5.2.3 Bijbehorende bouwwerken bij bedrijfswoningen
Voor het bouwen van bijbehorende bouwwerken, met uitzondering van overkappingen, gelden de volgende regels:
-
a. bijbehorende bouwwerken zijn binnen het bouwvlak en het achtererfgebied toegestaan;
-
b. de totale oppervlakte van bijbehorende bouwwerken bedraagt per hoofdgebouw:
Oppervlakte bouwpercelen
|
Maximale gezamenlijke oppervlakte bijbehorende bouwwerken
|
tot en met 500 m²
|
50 m², mits het bouwperceel, gelegen buiten het bouwvlak, voor niet meer dan 50% is dan wel wordt bebouwd.
|
meer dan 500 m²
|
80 m², mits het bouwperceel, gelegen buiten het bouwvlak, voor niet meer dan 50% is dan wel wordt bebouwd
|
-
c. de maximum goothoogte bedraagt 3 meter;
-
d. de maximum bouwhoogte bedraagt 5,5 meter;
-
e. de maximum diepte van erkers bedraagt 1,5 meter;
-
f. indien bijbehorende bouwwerken niet in de zijdelingse perceelsgrens worden gebouwd, dient de afstand tot de zijdelingse perceelsgrens minimaal 1 meter te bedragen;
-
g. aan de zijde(n) waar een bijbehorend bouwwerk niet aan een ander gebouwd wordt aangebouwd, dient de afstand tussen de gebouwen minimaal 1 meter te bedragen.
5.2.4 Overkappingen
Voor het bouwen van overkappingen gelden de volgende regels:
-
a. overkappingen zijn binnen het gehele bouwperceel toegestaan;
-
b. de maximum bouwhoogte bedraagt 3 meter;
-
c. de bebouwde oppervlakte mag niet meer dan 20 m² bedragen, mits het bouwperceel gelegen buiten het bouwvlak voor niet meer dan 50% is dan wel wordt bebouwd.

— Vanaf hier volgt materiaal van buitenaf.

Issue #2611, opened 2022-08-29
Show resource diffs for AKS clusters in the capz-controller-manager logs when making updates


AAkindele:
/kind bug

[Before submitting an issue, have you checked the [Troubleshooting Guide](https://capz.sigs.k8s.io/topics/troubleshooting.html)?]

**What steps did you take and what happened:**

1. Create an AKS cluster following the documentation <https://capz.sigs.k8s.io/topics/managedcluster.html>.
1. Increase the capz-controller-manager deployment log level from 0 to 5 by changing the `--v` flag.
1. After the cluster has been created, make a change to the cluster outside of Cluster API.
    - ex: Add tags, `environment=testing` to the AKS cluster from the Azure portal.
1. Make a change to the AzureManagedControlPlane configuration yaml so the changes are different from the ones made in the portal.
    - ex: Add tags. `environment=development`
1. Wait till Cluster API updates the cluster
1. Review the capz-controller-manager logs to see that there are no log entries showing the diff between tags.

**What did you expect to happen:**

When looking at capz-controller-manager logs, there should be log entries when diffs are identified between current AKS cluster state and target state.

**Anything else you would like to add:**

Example of expected log entries from a different Azure resource.
<https://github.com/kubernetes-sigs/cluster-api-provider-azure/blob/85c1951c4f1cfdec5fabb5b5a5b9a865082421f0/azure/services/agentpools/agentpools.go#L157>

**Environment:**

- cluster-api-provider-azure version: 1.4.1
- Kubernetes version: (use `kubectl version`): 1.22.3
- OS (e.g. from `/etc/os-release`): Ubuntu 20.04.3 LTS

nawazkh:
@AAkindele Can you talk more about point 4? 
> Make a change to the AzureManagedControlPlane configuration yaml so the changes are different from the ones made in the portal.
ex: Add tags. environment=development

What did you mean by _Add tags. environment=development_? Did you add it to the annotations or labels of  AzureManagedControlPlane manifest?

AAkindele:
@nawazkh Apologies for the lack of details. I added the tags to AzureManagedControlPlane using `spec.additionalTags`.

Example below with most of the fields removed for brevity.

```yaml

apiVersion: infrastructure.cluster.x-k8s.io/v1beta1
kind: AzureManagedControlPlane
metadata:
  name: capi-quickstart
spec:
  additionalTags:
    environment: development

```

[...]

PR #2745, opened 2022-10-21
Add AdditionalTags property to CRD AzureManagedMachinePool

### LINKED ISSUE #1778: Add additionalTags property to CRD AzureManagedMachinePool
***Goals***
1. Tag all resources

**User Story**

As a user I would like to tag all AKS-related resources.

**Detailed Description**

I noticed the property `additionalTags` is defined in most CRDs but not in `AzureManagedMachinePool`. Why? Doesn’t it make sense in this context? 
```
$ grep -rnw config/crd/ -e additionalTags
config/crd//bases/infrastructure.cluster.x-k8s.io_azuremachinetemplates.yaml:57:                      additionalTags:
config/crd//bases/infrastructure.cluster.x-k8s.io_azuremachinetemplates.yaml:407:                      additionalTags:
config/crd//bases/infrastructure.cluster.x-k8s.io_azuremachinetemplates.yaml:780:                      additionalTags:
config/crd//bases/infrastructure.cluster.x-k8s.io_azureclusters.yaml:66:              additionalTags:
config/crd//bases/infrastructure.cluster.x-k8s.io_azureclusters.yaml:463:              additionalTags:
config/crd//bases/infrastructure.cluster.x-k8s.io_azureclusters.yaml:1294:              additionalTags:
config/crd//bases/infrastructure.cluster.x-k8s.io_azuremachinepools.yaml:76:              additionalTags:
config/crd//bases/infrastructure.cluster.x-k8s.io_azuremachinepools.yaml:595:              additionalTags:
config/crd//bases/infrastructure.cluster.x-k8s.io_azuremachinepools.yaml:1350:              additionalTags:
config/crd//bases/infrastructure.cluster.x-k8s.io_azuremanagedcontrolplanes.yaml:62:              additionalTags:
config/crd//bases/infrastructure.cluster.x-k8s.io_azuremanagedcontrolplanes.yaml:222:              additionalTags:
config/crd//bases/infrastructure.cluster.x-k8s.io_azuremanagedcontrolplanes.yaml:527:              additionalTags:
config/crd//bases/infrastructure.cluster.x-k8s.io_azuremachines.yaml:77:              additionalTags:
config/crd//bases/infrastructure.cluster.x-k8s.io_azuremachines.yaml:535:              additionalTags:
config/crd//bases/infrastructure.cluster.x-k8s.io_azuremachines.yaml:1048:              additionalTags:
```

It confuses me since there is such property in `AWSManagedMachinePool`.

/kind proposal

zioproto:
This PR adds the AdditionalTags to AzureManagedMachinePool for consistency with other CRDs

Fixes #1778 

/kind feature
/kind api-change

**TODOs**:

- [x] squashed commits
- [ ] includes documentation
- [x] adds unit tests

Release note:

```release-note
Add AdditionalTags property to AzureManagedMachinePool 
```


config/crd/bases/infrastructure.cluster.x-k8s.io_azuremanagedmachinepools.yaml
```diff
@@ -199,6 +199,13 @@ spec:
             description: AzureManagedMachinePoolSpec defines the desired state of
               AzureManagedMachinePool.
             properties:
+              additionalTags:
```
zioproto, line 202: Is this file autogenerated or it is correct to update this yaml file ?

exp/api/v1beta1/azuremanagedmachinepool_types.go
```diff
@@ -44,6 +44,11 @@ type NodePoolMode string
 // AzureManagedMachinePoolSpec defines the desired state of AzureManagedMachinePool.
 type AzureManagedMachinePoolSpec struct {
 
+	// AdditionalTags AdditionalTags is an optional set of tags to add to Azure resources managed by the
```
zioproto, line 47: Is it correct to update just the `v1beta1` file ?
was I supposed to backport this to the `v1alpha*` versions ?
or was I supposed to create a `v1beta2` version when introducing this change ?

config/crd/bases/infrastructure.cluster.x-k8s.io_azuremanagedmachinepools.yaml
sonasingh46: It is auto generated. If you update it causing the autogen to give the same output -- the ci won't complain though.

But as a best practice it should be generated.
See `make generate` command in makefile.

exp/api/v1beta1/azuremanagedmachinepool_types.go
sonasingh46: As the APIs are still experimental, I think it should be fine to add in v1beta1 alone.
cc @mtougeron @jackfrancis to comment more on this one.

CecileRobertMichon: You'll want to change `v1beta1` types + conversion to and from alpha API versions

As a general rule, we only update the latest API version types on the main branch. The alpha types are there for backwards compatibility purposes (conversion to and from the old types).

exp/api/v1beta1/azuremanagedmachinepool_types.go
```diff
@@ -44,6 +44,11 @@ type NodePoolMode string
...
+	// Azure provider, in addition to the ones added by default.
+	// +optional
+	AdditionalTags []string `json:"additionalTags,omitempty"`
```
CecileRobertMichon, line 50: @zioproto you'll also need to use this field in the controller to make sure it's applied on the Azure resource. You can look at AzureMachine additionalTags for an example.

exp/api/v1beta1/azuremanagedmachinepool_types.go
CecileRobertMichon, line 47:
```suggestion
	// AdditionalTags is an optional set of tags to add to Azure resources managed by the
```

azure/services/agentpools/spec.go
```diff
@@ -31,6 +31,9 @@ import (
 
 // AgentPoolSpec contains agent pool specification details.
 type AgentPoolSpec struct {
+	// AdditionalTags is an optional set of tags to add to Azure resources managed by the Azure provider, in addition to the ones added by default.
+	AdditionalTags infrav1.Tags
```
zioproto, line 35: I changed this from my previous version using the `type` defined in `infrav1.Tags`.
Is this the correct approach ?

zioproto:
I tested on Linux the unit tests with:
```
make generate
make test
```
I also created a new unit test.

Can anyone check the conversion part ? I am not sure it is complete.

Would be also possible to enable the e2e test in the CI ?

Thanks

zioproto:
I am testing it on a dev cluster, but I dont see the tags added to the nodepools.

I think I missed to do some changes here:
https://github.com/zioproto/cluster-api-provider-azure/blob/issue-1778/azure/services/agentpools/spec.go#L128

In this block:
https://github.com/zioproto/cluster-api-provider-azure/blob/issue-1778/azure/services/agentpools/spec.go#L144-L168

and probably also here:
https://github.com/zioproto/cluster-api-provider-azure/blob/issue-1778/azure/services/agentpools/spec.go#L212-L236

zioproto:
I have done some more changes and now I tested that tags are actually added to the nodepools.

I tested like this:

```
minikube start
# Base64 encode the variables
export AZURE_SUBSCRIPTION_ID_B64="$(echo -n "$AZURE_SUBSCRIPTION_ID" | base64 | tr -d '\n')"
export AZURE_TENANT_ID_B64="$(echo -n "$AZURE_TENANT_ID" | base64 | tr -d '\n')"
export AZURE_CLIENT_ID_B64="$(echo -n "$AZURE_CLIENT_ID" | base64 | tr -d '\n')"
export AZURE_CLIENT_SECRET_B64="$(echo -n "$AZURE_CLIENT_SECRET" | base64 | tr -d '\n')"

# Settings needed for AzureClusterIdentity used by the AzureCluster
export AZURE_CLUSTER_IDENTITY_SECRET_NAME="cluster-identity-secret"
export CLUSTER_IDENTITY_NAME="cluster-identity"
export AZURE_CLUSTER_IDENTITY_SECRET_NAMESPACE="default"

export AZURE_CONTROL_PLANE_MACHINE_TYPE="Standard_DC4s_v2"
export AZURE_LOCATION="westeurope"
export AZURE_NODE_MACHINE_TYPE="Standard_DC4s_v2"

# Create a secret to include the password of the Service Principal identity created in Azure
# This secret will be referenced by the AzureClusterIdentity used by the AzureCluster
kubectl create secret generic "${AZURE_CLUSTER_IDENTITY_SECRET_NAME}" --from-literal=clientSecret="${AZURE_CLIENT_SECRET}" --namespace "${AZURE_CLUSTER_IDENTITY_SECRET_NAMESPACE}"

# Management cluster
EXP_AKS="true" EXP_CLUSTER_RESOURCE_SET="true" EXP_MACHINE_POOL="true" clusterctl init --infrastructure azure

kubectl patch deployment -n capz-system capz-controller-manager --patch '{"spec":{"template":{"spec":{"containers":[{"name":"manager","image":"zioproto/cluster-api-azure-controller-amd64:dev"}]}}}}'

kubectl apply -f https://raw.githubusercontent.com/zioproto/cluster-api-provider-azure/issue-1778/config/crd/bases/infrastructure.cluster.x-k8s.io_azuremanagedmachinepools.yaml
```

Then I created an AKS cluster using this kind of `AzureManagedMachinePool`:

```
---
kind: AzureManagedMachinePool
metadata:
  name: pool0
  namespace: default
spec:
  enableNodePublicIP: false
  mode: System
  osDiskSizeGB: 30
  sku: Standard_DC4s_v2
  additionalTags:
    owner: "saverio"
```

I can read the tag back from the AKS API

```
% az aks nodepool list --cluster-name test -g test -o json | jq '.[0].tags'
{
  "owner": "saverio"
}
```

zioproto:
Could anyone please help me to understand why the `pull-cluster-api-provider-azure-e2e-exp` fails ? It seems to fail every run with a different Azure infrastructure problem not related to this change I am testing. In the failed runs there is always a timeout to some operation against the Azure API. Is it possible that is a problem of the CI and not a problem of the specific PR I am testing ? Thank you

mtougeron:
According to the [controller logs](https://storage.googleapis.com/kubernetes-jenkins/pr-logs/pull/kubernetes-sigs_cluster-api-provider-azure/2745/pull-cluster-api-provider-azure-e2e-exp/1585869194644164608/artifacts/clusters/bootstrap/controllers/capz-controller-manager/capz-controller-manager-6d949555b8-nrzbx/manager.log) of the most recent run, I'm seeing some 429s

```
E1028 06:28:04.554047       1 async.go:86] async.Service.processOngoingOperation "msg"="error checking long running operation status after it finished" "error"="Code=\"ReconcileStandardLoadBalancerError\" Message=\"Reconcile standard load balancer failed. Details: outboundReconciler retry failed: Category: ClientError; Code: Unspecified; SubCode: OperationNotAllowed_TooManyRequests; Message: ; InnerMessage: ; Dependency: Microsoft.Compute/VirtualMachineScaleSet; OrginalError: autorest/azure: Service returned an error. Status=429 Code=\\\"OperationNotAllowed\\\" Message=\\\"The server rejected the request because too many requests have been received for this subscription.\\\" Details=[{\\\"code\\\":\\\"TooManyRequests\\\",\\\"message\\\":\\\"{\\\\\\\"operationGroup\\\\\\\":\\\\\\\"HighCostGetVMScaleSet30Min\\\\\\\",\\\\\\\"startTime\\\\\\\":\\\\\\\"2022-10-28T06:27:55.9583635+00:00\\\\\\\",\\\\\\\"endTime\\\\\\\":\\\\\\\"2022-10-28T06:35:00+00:00\\\\\\\",\\\\\\\"allowedRequestCount\\\\\\\":728,\\\\\\\"measuredRequestCount\\\\\\\":1232}\\\",\\\"target\\\":\\\"HighCostGetVMScaleSet30Min\\\"}] InnerError={\\\"internalErrorCode\\\":\\\"TooManyRequestsReceived\\\"}; AKSTeam: Networking, Retriable: false.\"" "azureManagedMachinePool"={"name":"pool3","namespace":"capz-e2e-mop8kn"} "controller"="azuremanagedmachinepool" "controllerGroup"="infrastructure.cluster.x-k8s.io" "controllerKind"="AzureManagedMachinePool" "name"="pool3" "namespace"="capz-e2e-mop8kn" "reconcileID"="0efed988-6092-41bd-99bf-9134a7b48cfa" "x-ms-correlation-request-id"="df167f9a-c404-493c-9f9a-61ac7a0b529d" 
```

and

```
E1028 06:34:01.905609       1 controller.go:326]  "msg"="Reconciler error" "error"="error creating AzureManagedMachinePool capz-e2e-mop8kn/pool2: failed to reconcile machine pool pool2: containerservice.AgentPoolsCreateOrUpdateFuture#Result: Polling failure: StatusCode=0 -- Original Error: Code=\"ReconcileStandardLoadBalancerError\" Message=\"Reconcile standard load balancer failed. Details: outboundReconciler retry failed: Category: ClientError; Code: Unspecified; SubCode: OperationNotAllowed_TooManyRequests; Message: ; InnerMessage: ; Dependency: Microsoft.Compute/VirtualMachineScaleSet; OrginalError: autorest/azure: Service returned an error. Status=429 Code=\\\"OperationNotAllowed\\\" Message=\\\"The server rejected the request because too many requests have been received for this subscription.\\\" Details=[{\\\"code\\\":\\\"TooManyRequests\\\",\\\"message\\\":\\\"{\\\\\\\"operationGroup\\\\\\\":\\\\\\\"HighCostGetVMScaleSet30Min\\\\\\\",\\\\\\\"startTime\\\\\\\":\\\\\\\"2022-10-28T06:33:59.2485233+00:00\\\\\\\",\\\\\\\"endTime\\\\\\\":\\\\\\\"2022-10-28T06:35:00+00:00\\\\\\\",\\\\\\\"allowedRequestCount\\\\\\\":728,\\\\\\\"measuredRequestCount\\\\\\\":1414}\\\",\\\"target\\\":\\\"HighCostGetVMScaleSet30Min\\\"}] InnerError={\\\"internalErrorCode\\\":\\\"TooManyRequestsReceived\\\"}; AKSTeam: Networking, Retriable: false.\"" "azureManagedMachinePool"={"name":"pool2","namespace":"capz-e2e-mop8kn"} "controller"="azuremanagedmachinepool" "controllerGroup"="infrastructure.cluster.x-k8s.io" "controllerKind"="AzureManagedMachinePool" "name"="pool2" "namespace"="capz-e2e-mop8kn" "reconcileID"="3c2398f8-d74d-4142-9a47-3865e40b0d3b" 
```

mtougeron:
@zioproto in case you don't know how to get to the controller logs, you get to Prow by click on the job `Details` link, then choosing `Artifacts` at the top, then navigate to `artifacts/clusters/bootstrap/controllers/capz-controller-manager/<controller pod name>/manager.log`

CecileRobertMichon:
@nojnhuh I do see this error in the e2e output:

> Oct 31 16:38:38.798: INFO: Got err network.PublicIPPrefixesCreateOrUpdateFuture: asynchronous operation has not completed
Oct 31 16:38:49.118: INFO: Got err <nil>

is that expected?

nojnhuh:
> @nojnhuh I do see this error in the e2e output:
> 
> > Oct 31 16:38:38.798: INFO: Got err network.PublicIPPrefixesCreateOrUpdateFuture: asynchronous operation has not completed
> > Oct 31 16:38:49.118: INFO: Got err
> 
> is that expected?

Yes, that tends to be how that looks normally. For reference, this is where that comes from: https://github.com/kubernetes-sigs/cluster-api-provider-azure/blob/7eb7c4281575049e06c17a0effb95c774f234289/test/e2e/aks.go#L397-L401

Maybe it's worth tweaking that to only log if it's not a nil or "operation not complete" error.

CecileRobertMichon:
> Maybe it's worth tweaking that to only log if it's not a nil or "operation not complete" error.

+1, I would even say just log the last error if the eventually block times out

azure/services/agentpools/spec.go
```diff
@@ -148,6 +152,7 @@ func (s *AgentPoolSpec) Parameters(existing interface{}) (params interface{}, er
 				MaxCount:            existingPool.MaxCount,
 				NodeLabels:          existingPool.NodeLabels,
 				NodeTaints:          existingPool.NodeTaints,
+				Tags:                existingPool.Tags,
```
CecileRobertMichon, line 155: @nojnhuh @zioproto 

I think this is what may be causing the throttling issue

Looking at https://storage.googleapis.com/kubernetes-jenkins/pr-logs/pull/kubernetes-sigs_cluster-api-provider-azure/2745/pull-cluster-api-provider-azure-e2e-exp/1587117062692540416/artifacts/clusters/capz-e2e-eju8ih-aks/azure-activity-logs/capz-e2e-eju8ih-aks.log, there hundreds (!) of agentpool requests, which is unexpected.

I started looking at what could be causing this and I believe it's because we're comparing all the existing tags on the agentpool with our spec tags, which is always going to cause a diff since AKS adds built in tags. Because of this, the agentpools are getting updated non-stop on every loop, and eventually causing throttling, which causes the e2e test to fail.

zioproto: I looked into this but I don't understand the "AKS adds built in tags".

I tried to create an AKS cluster with minimal options:

```
az aks create -g debug -n myAKSCluster
az aks list -o table
az aks nodepool list --cluster-name myAKSCluster -g debug -o json | jq '.[].tags'
```
and the NodePool does not have any default tag.

I also tried creating a cluster with Cluster API with the stable version and I dont see any tag associated to the Node Pools.

CecileRobertMichon: Could you add a log statement in here so we can see what diff is triggering the updates in the e2e test logs?

Note: #2611 is being worked on which will help with things like this in the future, but let's add a temporary log here so we can understand what's going on

zioproto: I added this ugly patch in my local env:
```
diff --git a/azure/services/agentpools/spec.go b/azure/services/agentpools/spec.go
index 3511a848..14d6e718 100644
--- a/azure/services/agentpools/spec.go
+++ b/azure/services/agentpools/spec.go
@@ -171,8 +171,10 @@ func (s *AgentPoolSpec) Parameters(existing interface{}) (params interface{}, er
                if diff == "" {
                        // agent pool is up to date, nothing to do
+                       fmt.Print("agent pool is up to date, nothing to do\n")
                        return nil, nil
                }
+               fmt.Printf("Should merge tags here diff: %s", diff)
        }
```
And you are right there is a diff:
```
capz-controller-manager-86fd5fcfc-kwb7k manager Should merge tags here diff:   containerservice.AgentPool{
capz-controller-manager-86fd5fcfc-kwb7k manager   	Response: {},
capz-controller-manager-86fd5fcfc-kwb7k manager   	ManagedClusterAgentPoolProfileProperties: &containerservice.ManagedClusterAgentPoolProfileProperties{
capz-controller-manager-86fd5fcfc-kwb7k manager   		... // 24 identical fields
capz-controller-manager-86fd5fcfc-kwb7k manager   		ScaleSetEvictionPolicy: "",
capz-controller-manager-86fd5fcfc-kwb7k manager   		SpotMaxPrice:           nil,
capz-controller-manager-86fd5fcfc-kwb7k manager - 		Tags:                   map[string]*string{},
capz-controller-manager-86fd5fcfc-kwb7k manager + 		Tags:                   nil,
capz-controller-manager-86fd5fcfc-kwb7k manager   		NodeLabels:             nil,
capz-controller-manager-86fd5fcfc-kwb7k manager   		NodeTaints:             nil,
capz-controller-manager-86fd5fcfc-kwb7k manager   		... // 7 identical fields
capz-controller-manager-86fd5fcfc-kwb7k manager   	},
capz-controller-manager-86fd5fcfc-kwb7k manager   	ID:   nil,
capz-controller-manager-86fd5fcfc-kwb7k manager   	Name: nil,
capz-controller-manager-86fd5fcfc-kwb7k manager   	Type: nil,
capz-controller-manager-86fd5fcfc-kwb7k manager   }
```

zioproto: I added some tags to understand better the output:
```
---
kind: AzureManagedMachinePool
metadata:
  name: pool1
  namespace: default
spec:
  enableNodePublicIP: false
  mode: User
  osDiskSizeGB: 40
  sku: Standard_DC4s_v2
  additionalTags:
    owner: "one"
 ```

```
capz-controller-manager-86fd5fcfc-kwb7k manager Should merge tags here diff:   containerservice.AgentPool{
capz-controller-manager-86fd5fcfc-kwb7k manager   	Response: {},
capz-controller-manager-86fd5fcfc-kwb7k manager   	ManagedClusterAgentPoolProfileProperties: &containerservice.ManagedClusterAgentPoolProfileProperties{
capz-controller-manager-86fd5fcfc-kwb7k manager   		... // 24 identical fields
capz-controller-manager-86fd5fcfc-kwb7k manager   		ScaleSetEvictionPolicy: "",
capz-controller-manager-86fd5fcfc-kwb7k manager   		SpotMaxPrice:           nil,
capz-controller-manager-86fd5fcfc-kwb7k manager - 		Tags:                   map[string]*string{"owner": &"one"},
capz-controller-manager-86fd5fcfc-kwb7k manager + 		Tags:                   nil,
capz-controller-manager-86fd5fcfc-kwb7k manager   		NodeLabels:             nil,
capz-controller-manager-86fd5fcfc-kwb7k manager   		NodeTaints:             nil,
capz-controller-manager-86fd5fcfc-kwb7k manager   		... // 7 identical fields
capz-controller-manager-86fd5fcfc-kwb7k manager   	},
capz-controller-manager-86fd5fcfc-kwb7k manager   	ID:   nil,
capz-controller-manager-86fd5fcfc-kwb7k manager   	Name: nil,
capz-controller-manager-86fd5fcfc-kwb7k manager   	Type: nil,
capz-controller-manager-86fd5fcfc-kwb7k manager   }
```

Comment (zioproto) [reply azure/services/agentpools/spec.go:155]: I figured out the state above is transient because I just had added the Tag.

The update forever happens only when there are no tags associated with the nodepool because there is a comparison between `nil` and `map[string]*string{}`.

```
capz-controller-manager-86fd5fcfc-kwb7k manager - 		Tags:                   map[string]*string{},
capz-controller-manager-86fd5fcfc-kwb7k manager + 		Tags:                   nil,
```

Comment (zioproto) [reply azure/services/agentpools/spec.go:155]: When all my nodepools have some tag I correctly see:

```
capz-controller-manager-86fd5fcfc-kwb7k manager agent pool is up to date, nothing to do
capz-controller-manager-86fd5fcfc-kwb7k manager agent pool is up to date, nothing to do
```

Comment (zioproto) [reply azure/services/agentpools/spec.go:155]: @CecileRobertMichon problem comes from here:
https://github.com/kubernetes-sigs/cluster-api-provider-azure/blob/2349883d1effe6344690459b40e5dc26138010df/azure/converters/tags.go#L35-L41

This will always return a `map[string]*string{}` right ?

Comment (zioproto) [reply azure/services/agentpools/spec.go:155]: I pushed this commit:
https://github.com/zioproto/cluster-api-provider-azure/commit/5a08d8c7aaee8025f79e45f5065a7e19e7f35142

Comment (CecileRobertMichon) [reply azure/services/agentpools/spec.go:155]: > This will always return a map[string]*string{} right

IMO this is a bug, it should return nil if the src is nil, could you please update that function and add a unit test to validate that behavior? That way you can drop the workaround

**Review by CecileRobertMichon — COMMENTED** [review]
LGTM aside from comments on nil map issue

File: azure/services/agentpools/spec.go (hunk 5 above)
Comment (zioproto) [reply azure/services/agentpools/spec.go:155]: For better readability and better future audit of the code changes, I think it is better to address the converters issue in a different PR. I understand if you want to hold this PR until we fix the converters. I suspect at least `TagsToMap` and `MapToTags` are broken in the same way.

Comment (zioproto) [reply azure/services/agentpools/spec.go:155]: https://github.com/kubernetes-sigs/cluster-api-provider-azure/pull/2802

**Review by nojnhuh — COMMENTED** [review]
Took this for a spin and it works great! Looks good to me once Cecile's remaining comments are addressed.

**Comment by zioproto** [comment]
I addressed Cecile's comments on the order no being alphabetical. Rebased on current `main` branch.

**Comment by dtzar** [comment]
@zioproto Looks like the only thing blocking is the one E2E test failing.  Do you know if this is related to your PR?

```
Nov 21 13:23:07.674: INFO: starting to cleaning up network policy development/backend-deny-egress after ourselves
STEP: Applying a network policy to allow egress access to app: webapp, role: frontend pods in any namespace from pods with app: webapp, role: backend labels in development namespace
Nov 21 13:23:07.857: INFO: starting to applying a network policy development/backend-allow-egress-pod-label to allow egress access to app: webapp, role: frontend pods in any namespace from pods with app: webapp, role: backend labels in development namespace
STEP: Ensuring we have egress access from pods with matching labels
STEP: Ensuring we don't have ingress access from pods without matching labels
curl: (7) Failed to connect to 192.168.167.7 port 80: Connection timed out
```

**Comment by zioproto** [comment]
@dtzar I don't think it is related.

Now that #2802 is merged, I was able to revert the commit with the workaround for the converters. I also rebased to the current main branch.

I added the release notes. If the tests pass this PR is now ready to merge. Thanks

**Comment by zioproto** [comment]
I figured out I had to revert some changes to `azure/services/agentpools/spec_test.go`:

What I reverted is here:
https://github.com/kubernetes-sigs/cluster-api-provider-azure/commit/cdda4d3fa6a3be0be69fa0783d325ceb623baa61#diff-224617dc1cf5a3e1abbc71a49b79c42441871bef5a14e810921526267e6bde82

All those `AdditionalTags:    map[string]string{},` were needed because before merging #2802 a `nil` list of tags was converted to `map[string]string{}` because of the buggy behavior, and without a clear understanding of what I was doing, I patched the unit test to accomodate the buggy behaviour.

Now that  #2802 is merged I reverted  `azure/services/agentpools/spec_test.go` to the original content.

@CecileRobertMichon please take a look again. Thanks

File: azure/services/agentpools/spec.go [hunk 6]
```diff
@@ -201,6 +207,10 @@ func (s *AgentPoolSpec) Parameters(existing interface{}) (params interface{}, er
 	if s.VnetSubnetID != "" {
 		vnetSubnetID = &s.VnetSubnetID
 	}
+	var additionalTags infrav1.Tags
```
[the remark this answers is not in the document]
nojnhuh: I think the pattern you're seeing here is only for the fields that are a pointer in the Azure API types but are plain values in the CAPZ `AgentPoolSpec`. The type of some fields like `s.MaxPods` matches the Azure API types and those values are passed through without a similar check here.

Since `converters.TagsToMap()` handles that type conversion between `map[string]string` and `map[string]*string` already and your other PR fixed the `nil` map case, I think this code here could be removed and the value could be passed through directly in the return like:
```go
			Tags:                 converters.TagsToMap(s.AdditionalTags),
```

zioproto:
@CecileRobertMichon @nojnhuh all comments addressed, all tests passing. Release notes added. Missing your approvals for merge. Thank you !

nojnhuh (approved):
/lgtm
Thanks @zioproto!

5.2.5 Bouwwerken, geen gebouwen zijnde
Voor het bouwen van bouwwerken, geen gebouwen zijnde, gelden de volgende regels:
-
a. bouwwerken, geen gebouwen zijnde, mogen worden gebouwd binnen het bouwperceel;
-
b. de maximale bouwhoogte van terreinafscheidingen bedraagt maximaal 2 meter;
-
c. de maximale bouwhoogte van vlaggenmasten bedraagt 8 meter. Per bedrijf is maximaal 1 vlaggenmast toegestaan;
-
d. de maximale bouwhoogte van overige bouwwerken, geen gebouwen zijnde, bedraagt 3 meter;
-
e. het maximale bebouwingspercentage bedraagt 50% berekend over het bouwperceel voorzover gelegen buiten het bouwvlak;
-
f. de maximale bouwhoogte van beschoeiing, daaronder begrepen golfbrekers, bedraagt 1 meter, gemeten vanaf de waterlijn.
5.3 Nadere eisen
Burgemeester en wethouders kunnen nadere eisen stellen aan de plaats en de afmetingen van de bebouwing:
-
a. ter voorkoming van onevenredige aantasting van de gebruiksmogelijkheden en het woon- en leefklimaat van aangrenzende gronden en bouwwerken;
-
b. ter waarborging van de stedenbouwkundige kwaliteit en beeldkwaliteit van de naaste omgeving;
-
c. ter waarborging van de verkeersveiligheid en de parkeergelegenheid;
-
d. ter waarborging van de sociale veiligheid;
-
e. ter waarborging van de brandveiligheid en rampenbestrijding.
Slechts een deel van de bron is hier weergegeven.